Lady Cumming Gordon spread rumours of these allegations. Jane Cumming was the first pupil to leave the school, and within days, all the other pupils had left as well. This risked financial as well as reputational damage for Pirie and Woods.

Jane Pirie and Marianne Woods denied the allegations and sued Lady Cumming Gordon for £10,000. Despite the teachers winning the case, which was held in secret, in 1812, it was appealed by Lady Cumming Gordon, to the House of Lords, which ultimately dismissed the appeal.

The court cases heard details from pupils statements of the alleged sexual behaviour but the Law Lords disagreed with each other on the reliability of this evidence, given that alternative 'facts' about bed sharing, which was common between women at the time, had been stated by the complainants (Pirie and Woods). Lord Meadowbank stated (in what would now be considered racism), that it was notarious that British children could be adversely influenced by lewd gossip of Indian servants.

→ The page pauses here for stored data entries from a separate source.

Issue #147, opened 2018-10-08
AudioScheduledSourceNode handling is buggy and `.start(offset)` doesn't work right


Manishearth:
Currently, `node.start(t)` doesn't seem to work for scheduled source nodes. The following patch fixes it, but overall I'm not sure we're doing the right thing with the two-return-value `should_play_at` function.

cc @ferjm could you look into this and figure out if this is the right fix? I'm using this fix so I can move ahead with my WPT investigation, but we should probably improve this code overall

```diff
diff --git a/audio/src/buffer_source_node.rs b/audio/src/buffer_source_node.rs
index 7847581..68d6ca2 100644
--- a/audio/src/buffer_source_node.rs
+++ b/audio/src/buffer_source_node.rs
@@ -118,10 +118,14 @@ impl AudioNodeEngine for AudioBufferSourceNode {
 
         let len = { self.buffer.as_ref().unwrap().len() as usize };
 
-        if self.playback_offset >= len || self.should_play_at(info.frame) == (false, true) {
+        let should = self.should_play_at(info.frame);
+        if self.playback_offset >= len || should == (false, true) {
             self.maybe_trigger_onended_callback();
             inputs.blocks.push(Default::default());
             return inputs;
+        } else if !should.0 {
+            inputs.blocks.push(Default::default());
+            return inputs;
         }
```

Manishearth:
Oh, another bug here is that this doesn't handle start times within the same buffer.

Manishearth:
I'm going to try and rewrite this stuff today.

PR #148, opened 2018-10-10
Various bugfixes

Manishearth:
Fixes https://github.com/servo/media/issues/147

This fixes almost all the biquad failures, as well as some analyser node and buffer node failures.

More information for why the fix was necessary can be found in the individual commit messages

r? @ferjm


Manishearth:
The test fixes won't show up unless we also fix https://github.com/servo/servo/issues/21887

Manishearth:
Fixed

He also stated that lesbian sex would be "equally imaginary with witchcraft, sorcery, or carnal copulation with the devil".

In the end, bringing this case financially ruined the school teachers, who received little more than £1,000 after paying significantly high legal costs. Although Marianne Woods obtained part-time employment as a teacher in London, Jane Pirie stayed in Edinburgh and was unable to find employment, and "possibly had a nervous breakdown."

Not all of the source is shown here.